The Postdigital Era and Postplagiarism: Unpacking Complexities in Hybrid Human-AI Collaboration

The term “postdigital” highlights a transformation in our understanding of the relationship between digital technology and human life (Jandrić & Ford, 2020; Jandrić & Hayes, 2020). At Moxie (formerly Academic Insight Lab), we believe in the potential of this integration, particularly the use of collective intelligence that goes beyond individual minds to networks of people and tools. This philosophy guides our approach to hybrid human-AI research and academic writing, promoting ethical collaboration with AI to work smarter, not harder.

Postdigital in Research and Writing: Hybrid Human-AI Collaboration

The postdigital perspective transcends mere technical innovation, focusing on human-AI collaboration (Williamson, 2018). Technological advancements, particularly in the field of artificial intelligence (AI), have become an integral part of the modern landscape. These developments are not transient phenomena but enduring shifts that are reshaping our world. Therefore, it is imperative for researchers, academics, and professionals to recognize the significance of AI and adapt to this evolving paradigm. Embracing these technologies is no longer optional; it’s an essential step in staying relevant and competitive in today’s rapidly changing environment.

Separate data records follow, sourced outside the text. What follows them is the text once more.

PR #60, opened 2021-09-15
[Fix] Update physician on permit holder page when MSP is updated

angeladietz:
## Notion ticket link

[Resolve physician update failing in View Permit Holder page](https://www.notion.so/uwblueprintexecs/Resolve-physician-update-failing-in-View-Permit-Holder-page-3dab29ed46204525a7aa9849d5b60ed2)

## Implementation description
* When the Doctor's MSP number is updated through the edit doctor's information modal on the permit holder page, upset physician will create a new Physician in the DB. We then also call an `updateMedicalInformation` mutation to point the applicant's medical information to the new physician.

## Notes
* Currently the past physicians list from an applicant's medical history is not being updated properly with new physicians. The past physicians are being read from the list of applicant's past applications, so when a new physician is created in through this edit doctor modal, it will not appear in the list of past physicians as it's not associated with an application. This will be addressed in a later ticket.

## Checklist

### DIFF
--- a/pages/admin/permit-holder/[permitHolderId].tsx
+++ b/pages/admin/permit-holder/[permitHolderId].tsx
@@ -13,7 +13,7 @@ import MedicalHistoryCard from '@components/permit-holders/MedicalHistoryCard'; 
 import { GetPermitHolderRequest, GetPermitHolderResponse } from '@tools/pages/permit-holders/types';
 import { GET_PERMIT_HOLDER } from '@tools/pages/permit-holders/queries'; // Permit holder query
 import { useMutation, useQuery } from '@apollo/client'; // Apollo
-import { useState } from 'react'; // React
+import React, { useState } from 'react'; // React
 import {
   PermitData,
   MedicalHistoryEntry,
@@ -30,6 +30,11 @@ import {
   UpdateApplicantResponse,
   UPDATE_APPLICANT_MUTATION,
 } from '@tools/pages/admin/permit-holders/update-applicant'; // Update applicant types
+import {
+  UpdateMedicalInformationRequest,
+  UpdateMedicalInformationResponse,
+  UPDATE_MEDICAL_INFORMATION_MUTATION,
+} from '@tools/pages/admin/permit-holders/update-medical-information';
 
 type Props = {
   readonly permitHolderId: number;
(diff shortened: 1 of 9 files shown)


pages/admin/permit-holder/[permitHolderId].tsx
```diff
@@ -30,84 +30,106 @@ import {
...
+      physicianId = data.upsertPhysician.physicianId;
     },
     onError: error => {
       toast({
         status: 'error',
         description: error.message,
       });
+      setIsErrorOnUpdateDoctor(true);
     },
-    refetchQueries: ['GetPermitHolder'],
```
Comment (EmilioMena) [inline pages/admin/permit-holder/[permitHolderId].tsx:110]: why was this removed? Do we not have to refetch `GetPermitHolder` anymore?

pages/admin/permit-holder/[permitHolderId].tsx
```diff
@@ -30,84 +30,106 @@ import {
...
+  UpdateMedicalInformationResponse,
+  UPDATE_MEDICAL_INFORMATION_MUTATION,
+} from '@tools/pages/admin/permit-holders/update-medical-information';
 
 type Props = {
   readonly permitHolderId: number;
 };
 
+// Must be defined outside of PermitHolder function otherwise variable does not maintain value
+let physicianId: number;
```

One example of that is the use of large language models (LLMs) as partners (not just tools) that help us work smarter.

One real-world example of postdigital collaboration in research and writing is the use of AI in medical diagnostics. AI models are now being integrated with human expertise to analyze vast amounts of data, including medical images, patient histories, and genetic information. To illustrate, IBM’s Watson has been employed to assist oncologists in treatment planning by sifting through medical literature and comparing patient-specific information (Liu et al., 2018). This collaboration doesn’t replace the human expert but augments their capabilities, leading to more precise and personalized treatments.

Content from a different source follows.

PR #69, opened 2021-09-25
[Feature] Get Employee Endpoint

aaggarwal10:
## Notion ticket link

[Get Employee Endpoint](https://www.notion.so/uwblueprintexecs/ac7b1f636a214a0cbf45f6b76f899b54?v=5414ee5fc5974f149921e192d6eb29b8&p=98582f0df40b4e67866b6e9f456b6b81)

Beyond examples, analogies also help us make sense of new paradigms. An analogy that could inform our understanding of postdigital is the relationship between a skilled musician and a finely tuned instrument. In a traditional view, the instrument is merely a tool that the musician uses. In the postdigital perspective, the relationship is more symbiotic; the musician and the instrument work in harmony, each enhancing the capabilities of the other. Similarly, the integration of AI with human intelligence is like a duet between a musician and their instrument, where each part contributes to a greater whole, producing a richer, more nuanced performance.

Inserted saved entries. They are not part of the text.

PR #75, opened 2021-10-01
[Feature] Added (Soft) Delete Employee Endpoint.

aaggarwal10:
## Notion ticket link

[Delete employee endpoint](calendar.google.com/calendar/u/0/r/week?eid=MnZodjRwZmVjbmJtZWdsM2tmbDhibXJkdTMgYW5pc2hhZ2dhcndhbEB1d2JsdWVwcmludC5vcmc&ctok=YW5pc2hhZ2dhcndhbEB1d2JsdWVwcmludC5vcmc&pli=1)

## Implementation description
* Added Resolver for checking condition of employee with given ID in database
* Updated active state if correct qualifications, otherwise threw error.
* Conditions include:
1. Employee does not exist in DB -> EmployeeNotFoundError
2. Employee already deleted from DB -> EmployeeAlreadyDeletedError

## Pictures
* Case: Deleting Non-existant User
Mutation
ResultantError
* Case: Normal Deletion
Mutation
Result
* Case: Double Deletion
Mutation
image

P.S. : I noticed that it says ID undefined in message, but that has been fixed due to a type. :D
i.e.
image

## Checklist

### DIFF
--- a/lib/employees/resolvers.ts
+++ b/lib/employees/resolvers.ts
@@ -1,7 +1,11 @@
 import { ApolloError } from 'apollo-server-errors'; // Apollo error
 import { Prisma } from '@prisma/client'; // Prisma client
 import { Resolver } from '@lib/resolvers'; // Resolver type
-import { EmployeeAlreadyExistsError, EmployeeNotFoundError } from '@lib/employees/errors'; // Employee errors
+import {
+  EmployeeAlreadyDeletedError,
+  EmployeeAlreadyExistsError,
+  EmployeeNotFoundError,
+} from '@lib/employees/errors'; // Employee errors
 import { DBErrorCode, getUniqueConstraintFailedFields } from '@lib/db/errors'; // Database errors
 import { SortOrder } from '@tools/types'; // Sorting Type
 
@@ -118,4 +122,42 @@ export const updateEmployee: Resolver = async (_, args, { prisma }) => {
   return {
     ok: true,
   };
+};
+
+/**
+ * Delete an employee
+ * @returns status of operation (ok)
+ */
+export const deleteEmployee: Resolver = async (_, args, { prisma }) => {
+  const id = parseInt(args.id);
+  const employee = await prisma.employee.findUnique({
+    where: {
+      id,
+    },
+    select: {
+      active: true,
+    },
+  });
+
+  if (employee === null) {
+    throw new EmployeeNotFoundError(`Employee with ID ${id} not found`);
+  } else if (!employee.active) {
+    throw new EmployeeAlreadyDeletedError(`Employee with ID ${id} already deleted`);
+  }
+
+  let updatedEmployee;
+  try {
+    updatedEmployee = await prisma.employee.update({
+      where: { id },
+      data: { active: false },
+    });
+  } catch (err) {
+    if (err instanceof Prisma.PrismaClientKnownRequestError) {
+      if (err.code === DBErrorCode.RecordNotFound) {
+        throw new EmployeeNotFoundError(`Employee with ID ${id} not found`);
+      }
+    }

As we embrace AI, particularly LLMs, to enhance collaboration and efficiency, we must also grapple with the complexities of originality and ethics. This intersection leads to a fascinating development in the academic field known as postplagiarism. Postplagiarism extends our understanding of originality (Eaton, 2023) and necessitates guidance in navigating this intricate landscape. Such changes in academia are leading to a world where ethical collaboration with AI is not only accepted but will become essential as these collaborations evolve and become more prevalent.


The postdigital era, characterized by interconnected human and AI technologies, presents new possibilities for knowledge creation. Moxie is at the forefront of this movement, fully embracing these concepts and promoting ethical collaboration with AI, specifically large language models. We are committed to redefining research, writing, and originality, guided by a belief in working smarter, not harder.

Join us in exploring the multifaceted postdigital age and engaging in a future where human intelligence and AI work in harmony.


Eaton, S. E. (2023). Academic Integrity in the Age of Artificial Intelligence [PowerPoint slides].

Jandrić, P. and Ford, D. (2020). Postdigital ecopedagogies: genealogies, contradictions, and possible futures. Postdigital Science and Education, 4(3), 692-710.

Jandrić, P. and Hayes, S. (2020). Postdigital we-learn. Studies in Philosophy and Education, 39(3), 285-297.

Liu, C., Liu, X., Wu, F., Xie, M., Feng, Y., & Hu, C. (2018). Using artificial intelligence (Watson for Oncology) for treatment recommendations amongst Chinese patients with lung cancer: Feasibility study. Journal of Medical Internet Research, 20(9), e11087.

Williamson, B. (2018). Brain data: scanning, scraping and sculpting the plastic learning brain through neurotechnology. Postdigital Science and Education, 1(1), 65-86.